_Problem description_
Scan the records below and report how many lines contain the word "BuddhaMountain", giving the number by itself.

_Data_

PR #2513, opened 2026-05-04
Add `groovy.io.fileLegacyTruthy` system property to opt out of new File/Path truthy semantics

pditommaso:
## Summary

Adds an opt-out system property that restores the pre-Groovy-5 truthy semantics for `java.io.File` and `java.nio.file.Path`: when `-Dgroovy.io.fileLegacyTruthy=true` is set, any non-`null` reference is truthy, regardless of whether the underlying file exists.

The new default behaviour introduced in 5.0 (delegating to `File.exists()` / `Files.exists()`) is preserved when the property is absent or false.

## Why

The new truthy semantics for `File`/`Path` introduced in Groovy 5 are a useful upgrade for greenfield code, but they silently change the behaviour of any existing code that uses `if (path) { … }` or `path ? a : b` to mean **"the reference is set"**. The release notes call this out and recommend rewriting affected sites to use explicit `!= null`.

That recommendation is reasonable for code authors who control the codebase, but it does not generalise. In platforms that **execute user-supplied Groovy code** — Nextflow being one example, but the same applies to Gradle build scripts, Jenkins pipelines, and many other Groovy-based DSLs — the upgrade does not just affect the platform itself. Every existing user pipeline written against earlier Groovy versions can be silently affected, and there is no realistic path to audit and rewrite all of them. The end-user authoring those pipelines may have no idea Groovy was upgraded under them, and a previously-working `if(file)` may now silently skip a branch when the referenced file happens not to exist yet at evaluation time.

A toggle flag here lets such platforms upgrade to Groovy 5 without forcing a coordinated rewrite of an unbounded set of downstream user code. Greenfield Groovy 5 users continue to get the new default; platform integrators have an explicit, well-named knob to preserve compatibility for their users.

## Implementation

- New system property: `groovy.io.fileLegacyTruthy` (single shared flag covering both `File` and `Path`, named per Groovy's existing convention — see `groovy.compiler.strictNames`, `groovy.json.internKeys`, etc.).
- Two changes:
  - `ResourceGroovyMethods.asBoolean(File)` — opt-out branch returns `file != null`.
  - `NioExtensions.asBoolean(Path)` — opt-out branch returns `path != null`.
- Read once at class load via `SystemUtil.getBooleanSafe(...)` to match the pattern used elsewhere (`StaticTypeCheckingVisitor.DEBUG_GENERATED_CODE`, `CompilerConfiguration.parameters`, …).
- Javadoc updated on both methods.

The default path is unchanged (no behaviour change, no perf impact beyond a single boolean read at JVM start).

## Test plan

- [ ] Verify default behaviour (property absent) still calls `File.exists()` / `Files.exists()` — covered by the existing `ResourceGroovyMethodsTest.test_asBoolean`.
- [ ] Add a test exercising the opt-out path. Note: because the constant is initialised at class load, this test needs to set the system property before the class is loaded (forked JVM, or junit-pioneer `@SetSystemProperty`). Happy to add the test in this PR if a particular fixture style is preferred — let me know.

## Notes

- Single property covers both `File` and `Path` because the breaking change is conceptually the same; users are likely to want to flip both together.
- No CHANGELOG / release-note entry yet — happy to add one in the form preferred by the project.

### DIFF
--- a/src/main/java/org/codehaus/groovy/runtime/ResourceGroovyMethods.java
+++ b/src/main/java/org/codehaus/groovy/runtime/ResourceGroovyMethods.java
@@ -31,6 +31,7 @@ import groovy.transform.stc.FromString;
 import groovy.transform.stc.PickFirstResolver;
 import groovy.transform.stc.SimpleType;
 import groovy.util.CharsetToolkit;
+import org.apache.groovy.util.SystemUtil;
 import org.codehaus.groovy.runtime.typehandling.DefaultTypeTransformation;
 
 import java.io.BufferedInputStream;
@@ -153,14 +154,22 @@ public class ResourceGroovyMethods extends DefaultGroovyMethodsSupport {
 
     /**
      * Coerce the file to a {@code boolean} value.
+     * <p>
+     * By default this returns whether the file exists. Set the system property
+     * {@code groovy.io.fileLegacyTruthy} to {@code true} to restore the
+     * pre-Groovy-5 behavior where any non-{@code null} {@code File} is truthy
+     * regardless of whether the underlying file exists.
      *
      * @param file a {@code File}
      * @return {@code true} if the file exists, {@code false} otherwise
      * @since 5.0.0
      */
     public static boolean asBoolean(final File file) {
+        if (LEGACY_TRUTHY) return file != null;
         return file.exists();
     }
+
+    private static final boolean LEGACY_TRUTHY = SystemUtil.getBooleanSafe("groovy.io.fileLegacyTruthy");
 
     /**
      * Create an object output stream for this file.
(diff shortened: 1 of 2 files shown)


paulk-asert:
Are you up for creating a JIRA ticket for this? Or let me know and I can create one.
We tend to not have capital letters in system properties and often avoid things like legacy but state the opposite and let it be set to false to turn off, e.g. groovy.truth.file.exists.enabled (default to true).

pditommaso:
Thanks for the quick reply. I'm totally open to naming and code improvements — I've pushed a commit using the suggested name `groovy.truth.file.exists.enabled` (default: `true`) and reused the same constant to avoid duplicating the definition.

I'd appreciate it if you could open the Jira ticket.

One more question: do you think this change could reasonably be back-ported to the Groovy 5 branch?

paulk-asert:
I created this:
https://issues.apache.org/jira/browse/GROOVY-11996

paulk-asert:
Proposed PR merged. Thanks! Will be on the next 6 release and 5.0.7.

pditommaso:
Thanks a lot, this is great 🙏

PR #2529, opened 2026-05-11
GROOVY-11985: Static method override on trait implementer ignored whe…

paulk-asert:
…n called via this in trait body
https://issues.apache.org/jira/browse/GROOVY-11985


eric-milles:
This looks awfully familiar to the recent change to field reference.  Was the dynamic marker the missing detail?  Or was it more than that?

eric-milles:
I was able to try this out yesterday (internet outage) and the change is in the spot that I would expect.  The difficulty I have is reasoning about and explaining to others why "this.m(x)" can be rewritten to 3 -- or more depending on how you look at it -- different forms:
* `($static$self or $self.getClass()).m(x)`
* `(this or T$Trait$Helper).m($self or $static$self or $self.getClass(), x)`
* `(this or $self or $static$self).m(x)`

I did see that between Groovy 3 and Groovy 4, the behavior was change for private static methods.  Then between Groovy 4 and 5 there was a change for the "override" or "cannot be replaced by trait method" case.  I'm still on the fence about allowing dynamic dispatch so the seen trait method is not the one called in all cases.

paulk-asert:
@eric-milles I'll answer in the Jira issue to keep together with some other comments.

PR #31, opened 2015-10-07
Add professor_lab map

treetrunk:
I added a map for the professor's lab. Tested it out and doors/collision seem to work. I also added placeholder events for obtaining your first creatures in the lab. They don't do anything yet though.


treetrunk:
Here is a screen shot of it in Tiled with the collision layer hidden:

Professor's Lab

PR #38, opened 2015-10-10
Add a healing center map and link it to map1

treetrunk:
I threw together a healing/tuxe-center map. The door is linked up and the other two events don't work yet. The healing event does show a dialog box, but it doesn't heal your tuxemon yet.


treetrunk:
Here's what it looks like:
healing_center

ShadowApex:
Looks great so far!

PR #39, opened 2015-10-11
Add boundaries, tuxemart map, fix graphics, and connect a few maps with teleports

treetrunk:
This PR only affects the route1, map1, and BuddhaMountain maps. I basically just tidied up the three maps so that the game is a little more pollished. There shouldn't be any way now for players to walk off the map or teleport somewhere that they can't escape from. 

### Changes Made:
* **map1**
 * Add borders so that you can't walk into the abyss
 * Fix graphical issues (e.g. add tops to signs and trees, fix fence posts)
 * Block right exit from northmost town
* **route1**
 * Add borders so that you can't walk into the abyss
 * Correct and add some collision fields
 * Fix graphical issues (add tops to trees)
 * Create teleport back to map1
* **BuddhaMountain**
 * Add borders so that you can't walk into the abyss
 * Correct some collision fields 
 * Create teleport back to map1


treetrunk:
This PR now also contains a Tuxemart map that is linked up to map1 through teleports. If you press return while at the location where you would normally be talking to the cashier, you currently receive 5 capture devices. I also created an items tileset and added dialogs to the tuxecenter and tuxemart signs.

treetrunk:
^ Last commit. I swear. It just removes the lines that separate the panes of the vertical counters.

ShadowApex:
These maps look great! The only problem I found with them is inside the TuxeMart:

treetrunk:
I'm glad you like them. Nice catch! I just pushed another commit to correct it.

treetrunk:
I figured out that I didn't need 6 layers to make the vertical counter in the tuxemart. So that last commit makes Tuxemart only have 3 tile layers + the above player layer.

Issue #41, opened 2015-10-12
Conditional collision zones


treetrunk:
Currently you can block areas off completely or not at all. I am working making enter and exit properties for collision zones so that you can specify that a tile is blocked unless entering from one or more directions, or exiting from one or more directions. So you could set a tile as a collision field, and then give it the property "enter" with the value "up left". That then would allow entry to the tile from above and left. This will make it possible to implement the ability to jump over ledges with the properties `enter: up` and `exit: down` if it is a south-facing ledge.

dtdannen:
Hi Nathan,

The way I coded up poly-line collisions uses directions. Right now any
vertical poly-line restricts left and right movement, and any horizontal
poly-line restricts up and down movement. So it should be easy to add a
condition field in map files (editable using Tiled) for a poly-line
restricting a single direction and then only generating a poly-line for
that direction. But that just allows movement, you would need to do
something different altogether to get a "jump". Also this is only with
polylines.

dtdannen:
Just in case that helps :)

treetrunk:
Hi,

Cool. Yeah I saw some comments about it in the code but I wasn't sure how far it was implemented yet. Looks pretty cool. I think I might add it for zones as well anyway though because I think it would be useful to set rules for larger groups of tiles rather than drawing individual lines for each side.

dtdannen:
Cool.

PR #42, opened 2015-10-13
Add conditional collision zones

treetrunk:
## Description
This PR closes issue #41. Conditional collision zones work and look just like normal collision zones. The only difference is that you add properties to them. Currently they only take 2 properties: `enter`, and `exit`. Each property can have a value of multiple directions separated by a space. The code only looks for the keyword "enter" or "exit" meaning you can name them enter_from and exit_to to make it easier to understand. 
## Changes Made
* Add logic for enter and exit properties on collision zones
* Implement the feature to make one-way ledges on map1 (note: does not include the jump animation)
* Implement the feature on the stairs in the healing center (can only enter and exit on the right)

## Example
If for some reason I want to have a zone that can only be entered from the tile above and only exited to the left or right, the properties in Tiled would look like this:

**Properties:**
* enter_from: 
 * up
* exit_to: 
 * left right

Note that this is per tile in the zone. So once you are in a conditional collision zone, these rules apply for each tile within it.

### DIFF
--- a/tuxemon/core/components/map.py
+++ b/tuxemon/core/components/map.py
@@ -397,20 +397,20 @@ class Map(object):
             # inside this region.
             for a in range(0, int(width)):
                 for b in range(0, int(height)):
-                  collision_tile = (a + x, b + y) 
-                  collision_map.add(collision_tile)
+                    collision_tile = (a + x, b + y) 
+                    collision_map.add(collision_tile)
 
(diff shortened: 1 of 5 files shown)


ShadowApex:
This is great! I'm thinking that we can make a "jump" event action to compliment this that can be placed on the map that will animate the player jumping and move them *n* tiles in one direction. That way map designers have the option of having both jumping ledges and multi-directional walls.

PR #44, opened 2015-10-14
Making keybindings configurable

ntduffy:
An attempt at making keybindings configurable instead of hardcoded. It works for the most part, except for commands executed through maps (i.e. examining objects) which are still hardcoded to the enter key. As long as the user keeps their action key bound to enter, this shouldn't affect gameplay. Otherwise, the enter key will still be a dedicated examine objects button for now.

### DIFF
--- a/tuxemon/core/components/config.py
+++ b/tuxemon/core/components/config.py
@@ -39,12 +39,12 @@ class Config(object):
         self.config = ConfigParser.ConfigParser()
         self.config.read(file)
 
-	self.key_up = self.config.get("keybindings", "up")
-	self.key_down = self.config.get("keybindings", "down")
-	self.key_left = self.config.get("keybindings", "left")
-	self.key_right = self.config.get("keybindings", "right")
-	self.key_action = self.config.get("keybindings", "action")
-	self.key_menu = self.config.get("keybindings", "menu")
+	self.key_up = eval('pygame.' + self.config.get("keybindings", "up"))
+	self.key_down = eval('pygame.' + self.config.get("keybindings", "down"))
+	self.key_left = eval('pygame.' + self.config.get("keybindings", "left"))
+	self.key_right = eval('pygame.' + self.config.get("keybindings", "right"))
+	self.key_action = eval('pygame.' + self.config.get("keybindings", "action"))
+	self.key_menu = eval('pygame.' + self.config.get("keybindings", "menu"))
         
         self.resolution_x = self.config.get("display", "resolution_x")
         self.resolution_y = self.config.get("display", "resolution_y")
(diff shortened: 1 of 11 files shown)


ShadowApex:
This is really awesome! I definitely think it should be possible to remap the controls any way you'd like. 

Unfortunately if you remapped your controls with this system, it would break gamepad (joystick) and network controller events. The controller overlay for the Android version would also break, but the user wouldn't really have a way to modify the `tuxemon.cfg` config file to actually do that.

Currently the way gamepad, network controllers, and the mobile overlay work is they take input they receive and translate them to `pygame.K_<blah>` events and pass them down to the current state. Take a look at the `joystick_event_loop`, `controller_event_loop`, and `network_event_loop` methods in the `core.tools` module to see how those are currently being handled.

To resolve this, I think there's two approaches that we could take:

1. In the `Control.get_event` method in `core.tools` we could read the configuration file and translate those key presses into the hard coded `pygame.K_RETURN`, `pygame.K_ESC`, etc. objects that the rest of the game states expect. Doing it this way would also resolve the key mapping problem you have for map events (i.e. examining objects), since all input events would come in as the assumed value. 

2. Modify the `joystick_event_loop`, `controller_event_loop`, and `network_event_loop` methods in the `core.tools` module to translate those input events to the keys that were defined in the configuration file. We would additionally need to convert the map events to look at the configuration file for key presses and convert the event to the ones defined in the config.

Thoughts?

ntduffy:
If we were to go with the first approach, would changing the configuration somehow unbind the original keys? Or if the user wanted to, for example, bind the action key to esc, would it also still be the menu key?

ShadowApex:
Whether or not the original keys are unbound depends on how it's implemented. It could be done either way. If the user binded the action key to esc, it wouldn't also be the menu key.

Here's an example of what I was thinking for the first approach:    
```python
if event.key == prepare.CONFIG.key_action:
    self.state.get_event(self.keyboard_events["KEYDOWN"]["enter"])
    continue
...
```

If the user binded `key_action` to "ESC", then the `continue` statement would ensure that only the `pygame.RETURN` event was passed down to the game state.

ntduffy:
If that's the case, then doing that would probably be easier, but I still can't help but feel like the second approach would be safer.

ShadowApex:
I think either approach is valid. We just need a way to pass abstract game events down to the current state (world, combat, etc.). These game events, like "move up" and "activate" could be a simple string or object that gets sent based on raw input events (like joystick events, keyboard events, etc.) or we could send `pygame.K_<blah>` events based on those raw input events. 

By doing this, we're essentially creating an "Input Manager" that translates various inputs (e.g. from keyboard events, joystick events, network events, etc.) into a standard format that the rest of the game understands. As long as we stick to a standard format, it doesn't really matter if we use custom strings, objects, or `pygame.K_<blah>` events.

bitcraft:
@ntduffy Do you plan on getting this change merged?  It would be a nice feature to add, I know I've heard a few requests to use different keys or input devices.  I think the Input Manager approach is valid.  I've also cleanup up some of the input abstractions, so maybe it will be easier to implement now?

PR #46, opened 2015-10-16
Fix bug that broke normal teleports after adding cond_collision

treetrunk:
I realized after the conditional collision zones were added that non-transition teleports weren't working. Looks like I just forgot to add the cond_collision_map variable in one spot. This should fix it though.


ShadowApex:
Good catch! Missed that in the previous PR.

PR #48, opened 2015-10-18
Rework conditional collision so that an extra variable does not need to be passed around

treetrunk:
I found a way to remove the cond_collision_map dictionary byt rewriting the collision_map/set variables. This basically does that and cleans up the code in doing so.


ShadowApex:
Looks good. Using a dictionary instead of a set maintains the uniqueness of the collision tiles.

PR #69, opened 2015-12-10
Update README.md

Airon90:
* Added link to Tuxemon app for Android (add  a badge when available on Google Play, F-Droid or other stores)
* Removed useless empty lines


Airon90:
Thank you!

Issue #72, opened 2015-12-13
Concurrently running States


bitcraft:
As multiplayer/networking was broken with the new state system, I'd like to open discussion for running concurrently operating states.  This would allow for multiplayer to work, and could help simplify menus and such, if that is going to be addressed in the future.

This isn't a regression into the old way of everything running at once, but it will allow for situations where things could run concurrently.  Here's my idea, please fill in comments about API names and such:

* The state at the top of the stack receives input from the player
* States that are still running in the background can be updated and/or rendered, but get no input
* States will have an attribute that lets them know if they are in focus or not
* Rendering will occur from end of the stack to the front, so that they are layered in a natural way

I'd also like to propose changing the following methods' signatures in the State from:
```python
def update(screen, keys, current_time, time_delta):
    ...

def draw():
   ...
```

to the following:
```python
def update(keys, time_delta):
    ...

def draw(surface):
   ...

```
Rationale being that it is better to separate draws and updates at the API level.  Current time is rarely used and doesn't need to be passed each time.  This will also simplify drawing for multiple concurrent states.  The keys argument should stay as it would be a big change, as opposed to incremental.  Eventually though, it would be nice to move into it's own method (imo).

Thoughts?

ShadowApex:
I think concurrently running states would be great. First use case I can think of is the "main menu" that's used in the `WORLD` state. The world will continue to render, but all input will be passed only to the menu. Doing it this way would solve a couple of bugs that still exist where you can still interact with things while some menus are open.

In regards to the state methods, I'm totally on board with removing the `screen` and `current_time`. Those were more legacy parts of the code that I haven't gotten around to removing. I'm not really sure what you're planning with the draw method. Would you maintain a list of surfaces to draw and loop through them or something?

bitcraft:
For drawing, it's very useful to just pass a single surface to be drawn on.
That way you can easily implement display scaling, effects, minimaps, etc.
each state just draws in order from bottom of the stack to the top, so the
world state gets drawn first, then the hud (for the future) then the menu,
if it exists. No need to maintain a list of surfaces.

bitcraft:
I'm currently reworking menus to operate as States.  So far, they are working in my development branch, but there are some bugs that need to be worked out yet.  So, I'd just like to make suggestion that others do not do work on the menus, until this issue is closed.  It will just make my work easier when I merge.  Thanks!

ShadowApex:
[...]

Issue #47, opened 2015-10-16
Implement map pre-loading for non-transition maps.


ShadowApex:
Currently all maps are loaded on-demand, meaning they will be loaded from disk every time a teleport to a new map occurs. This causes a jarring stutter when switching between maps without a transition, which is needed to tie multiple maps together to give the illusion of a single cohesive world.

To resolve this issue, we should pre-load all maps from "teleport" events asynchronously from disk so we can simply switch to them when a teleport occurs. In addition, we should keep a "previous" and "next" map loaded, to make it seamless to switch back and forth between two maps.

bitcraft:
This may be related, but I've fixed the 'fade in being skipped for large map loads' issue on one of my development branches.  The old map fades out, there will be a slightly longish delay, then the new map fades in correctly.  The async map loading may not be needed if the delay is acceptable as long as transistions still look correct.

ShadowApex:
Did some work on this in commit 1b1590b7f1457068c0620f98930810c8ab80ee37

PR #78, opened 2015-12-23
Fix transistion animations

bitcraft:
This PR covers a few transition related changes:

* These transitions are now reusable as states: fade out, battle
* Refactored some drawing/updating as-per issue #72 
* Fixed skipped fade transition described in issue #47 
* Added to repo, my own "animation.py" value tweening utility
* Some light PEP8 and linting as well

In addition, the following changes were made:
* Consolidated the two blocks of level loading code in WORLD: now is method "change_map"
* Removed a few now legacy params to various states
* Updated or removed some docstrings

In general, the game should feel more polished with the transitions working as expected now.  Fade outs are working without code duplication as you can use a new Transition State to implement it.  However, fading in as a state remains problematic as it requires a temp buffer of the next state to be rendered.  It can be addressed in the future, when drawing code is more cleanly implemented (#72).  Currently, it is working as it was before, as a function of the world state.


ShadowApex:
These are some excellent changes. Thanks for the PR!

_Solution for this task_
2